Included in the formulation
АТХ:M.04.A.C Anti-gouty drugs that do not affect uric acid metabolism
M.04.A.C.01 Colchicine
Pharmacodynamics:It causes depolymerization and disintegration of microtubules in granulocytes and other mobile cells: neutrophil migration, phagocytosis and ejection of inflammatory mediators are disturbed. It binds to tubulin and breaks the functions of the mitotic spindle: the cessation of cell proliferation during the metaphase phase of mitosis, the rapidly dividing cells are particularly sensitive (the mechanism of action is similar to vincristine, vinblastine, podophyllotoxin and griseofulvin). Violates the intracellular transport of granules: an obstacle to the release of histamine by mast cells, the suppression of insulin secretion and the movement of melanin in melanophores.

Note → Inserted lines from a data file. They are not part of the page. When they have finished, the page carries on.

PR #1272, opened 2023-05-23
SDA-7710 | fix: validate against tags used in configuration

robdolares:
Related Issue: https://issues.redhat.com/browse/SDA-7710

# What
When running `rosa create cluster`, tag validation should throw error for following tag keys:
-  `kubernetes.io`
- `k8s.io`
- `openshift.io`

# Why
These values are reserved for configuration tags used in internal processes.

### DIFF
--- a/pkg/aws/helpers.go
+++ b/pkg/aws/helpers.go
@@ -38,11 +38,15 @@ var UserTagValueRE = regexp.MustCompile(`^[\pL\pZ\pN_.:/=+\-@]{0,256}$`)
 // first pattern is to validate IPv4 address
 // second,is for IPv4 CIDR range validation
 // third pattern is to validate domains
-// and the fifth petterrn is to be able to remove the existing no-proxy value by typing empty string ("").
+// and the fifth pattern is to be able to remove the existing no-proxy value by typing empty string ("").
 // nolint
 var UserNoProxyRE = regexp.MustCompile(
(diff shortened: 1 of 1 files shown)


oriAdler:
LGTM, can we please add unit testing for `UserTagValidator`?

pkg/aws/helpers.go
```diff
@@ -249,6 +253,11 @@ func UserTagValidator(input interface{}) error {
 				return fmt.Errorf("invalid tag format, Tags are comma separated, for example: 'foo:bar,bar:baz'")
 			}
 			tag := strings.Split(t, ":")
+
+			if UserTagReservedKeysRE.MatchString(strings.ToLower(tag[0])) {
```
ciaranRoche, line 257: I think this would be better if we moved it to the backend. 

If you have a look at - https://gitlab.cee.redhat.com/service/uhc-clusters-service/-/blob/master/cmd/clusters-service/servecmd/apiserver/validation_helpers.go#L1941

We can also extend this test to capture this new logic there - https://gitlab.cee.redhat.com/service/uhc-clusters-service/-/blob/master/cmd/clusters-service/servecmd/apiserver/validation_helpers_test.go#L3136

ciaranRoche: WDYT?

robdolares: @ciaranRoche 
Would moving to backend be in addition to keeping in rosa-cli?  So that there is immediate error response in interactive mode?

ciaranRoche: As long as the tags can be parsed into a key value pair, i dont think we need to add additional validations as a immediate error response, this can be handled in the backend and returned to the user. 

If the need for immediate response comes up, we will need to create a third party package to share this logic between CS and ROSA. To avoid maintaining the same logic in both the client and the service.

gdbranco, line 257: Would it be better to use insensitive check on the regex instead by adding `(?i)` to the start of the regex?

robdolares:
@gdbranco @ciaranRoche 
Moved to CS - https://gitlab.cee.redhat.com/service/uhc-clusters-service/-/merge_requests/5857

robdolares:
@gdbranco @ciaranRoche 
Moved to CS - https://gitlab.cee.redhat.com/service/uhc-clusters-service/-/merge_requests/5857

PR #1273, opened 2023-05-23
[SDA-9172] Update worker IAM role suffix for HCP Only (*-ROSA-Worker)

davidleerh:


davidleerh:
A. If HCP Account roles with old worker IAM role name is used, it will prompt users to delete and recreate new account roles for use.
image

B. Manual test results using updated worker IAM role with installer policy defined: 

Please note, there is a validation that checks if the correct policy is tied to the installer role here
https://github.com/openshift/rosa/blob/master/pkg/helper/roles/helpers.go#L98-L99
In order to test, this validation needed to be skipped temporarily and installer role created via "rosa create account-roles --hosted-cp" needed to be attached manually to a new / manually created permission policy matching the contents defined in JSON:
https://github.com/openshift/managed-cluster-config/blob/master/resources/sts/4.12/hypershift/sts_hcp_installer_permission_policy.json#L36C4-L38

image

cmd/create/accountroles/creators.go
```diff
@@ -303,3 +303,10 @@ func buildAttachRolePolicyCommand(accRoleName string, policyARN string) string {
 		AddParam(awscb.PolicyArn, policyARN).
 		Build()
 }
+
+func getAccountRoleName(prefix string, roleName string) string {
```
oriAdler, line 307: Not sure if this will be sufficient, as we are iterating over this map `aws.HCPAccountRoles` in other commands as well: `upgrade account roles`, `create cluster`, and `delete account roles`.

I was thinking of another approach to changing the value here https://github.com/openshift/rosa/blob/master/pkg/aws/policies.go#L103.

Also started this thread https://redhat-internal.slack.com/archives/C03SZLX3A10/p1684916329073869 to check if we can keep the `-Role` suffix to simplify flow, and be consistent with the other flows.

cmd/create/cluster/cmd.go
```diff
@@ -964,15 +966,28 @@ func run(cmd *cobra.Command, _ []string) {
...
 					resourceId, err := aws.GetResourceIdFromARN(rARN)
 					if err != nil {
 						r.Reporter.Errorf("Failed to get resource ID from arn. %s", err)
 						os.Exit(1)
 					}
 					lowerCaseResourceIdToCheck := strings.ToLower(resourceId)
-					if lowerCaseResourceIdToCheck == expectedResourceIDForAccRole {
+
+					// Searches for outdated worker role and prompts users to delete and recreate
+					if lowerCaseResourceIdToCheck == getOutdatedWorkerRole(isHostedCP, rolePrefix) {
```
oriAdler, line 978: I'm not sure if we need this, creating roles with the `-HCP` infix is currently only available for QE and DEV.
Users creating roles during the public preview are using classic account roles without the `-HCP` prefix.

oriAdler (commented):
I hope we can simplify the changes, I started a thread with SRE to check if we can have the `-Role` suffix for the worker role as well.

cmd/create/cluster/cmd.go
davidleerh: hi @oriAdler 
For clarification:
Is it expected that users, after the public preview, will create hcp account roles with the `-HCP` infix in the account role names? (same as QE and DEV)

oriAdler: Yes, for GA we are expecting it will be available for all users.
The user won't set the `-HCP` explicitly, but by choosing `create account-roles --hosted-cp` they will get a set with `-HCP` infix.

davidleerh:
Closing PR and re-created with: 
https://github.com/openshift/rosa/pull/1281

Pharmacokinetics:Absorption is fast. In high concentrations, it accumulates in leukocytes, kidneys, liver and spleen. Connection with plasma proteins is 30-50%. Concentration in leukocytes exceeds plasma. Biotransformation in the liver. Half-life is 1 hour. Elimination mainly with feces, intestinal-hepatic recirculation, kidneys - 10-20%. It is not removed during hemodialysis.
Indications:Gout (arresting and preventing seizures), other acute attacks of chondrocalcinosis, recurrent disease, Behcet's syndrome.
XIII.M05-M14.M10.9 Gout, unspecified
XIII.M05-M14.M10.3 Gout due to impaired renal function
XIII.M05-M14.M10.0 Idiopathic Gout
XIII.M05-M14.M10 Gout
XIII.M30-M36.M35.2 Behcet's disease
Contraindications:Hypersensitivity, acute hepatic and renal failure, pregnancy, lactation.
Carefully:Children under 18 years. With violations of kidney and / or liver, in elderly patients, with diseases of the gastrointestinal tract, heart.
Pregnancy and lactation:Category FDA - D.
Adequate and well-controlled studies in humans have not been conducted. In most cases, women and men who colchicine, healthy full-term children were born. However, one study reported an increase in the incidence of trisomy 21 (Down syndrome). The animals had a teratogenic effect. Penetrates into breast milk. Side effects in children in the first six months of life were not observed.
Dosing and Administration:Inside. On the first day of treatment - 3 mg per day (1 tablet in the morning and 2 tablets in the evening), on the second and third days - 2 mg per day (1 tablet in the morning and evening), on the 4th and subsequent days - 1 tablet a day (in the evening). For the prevention of acute gouty arthritis - 1 mg per day (evening).
Side effects:From the digestive system: nausea, vomiting, abdominal pain, diarrhea.
From the urinary system: impaired renal function.
On the part of the hematopoiesis system: leukopenia; with prolonged use - agranulocytosis.
Dermatological reactions: with long-term use - alopecia.
Interaction:With the simultaneous use of macrolides with antibiotics, the possibility of developing toxic effects of colchicine can not be ruled out, especially in patients with a previous impairment of kidney function.
With simultaneous application with cyanocobalamin it decreases its absorption from the gastrointestinal tract.
Verapamil increases the plasma concentration of colchicine, which increases the risk of its side effects.
Special instructions:Long-term use requires systematic monitoring of the pattern of peripheral blood.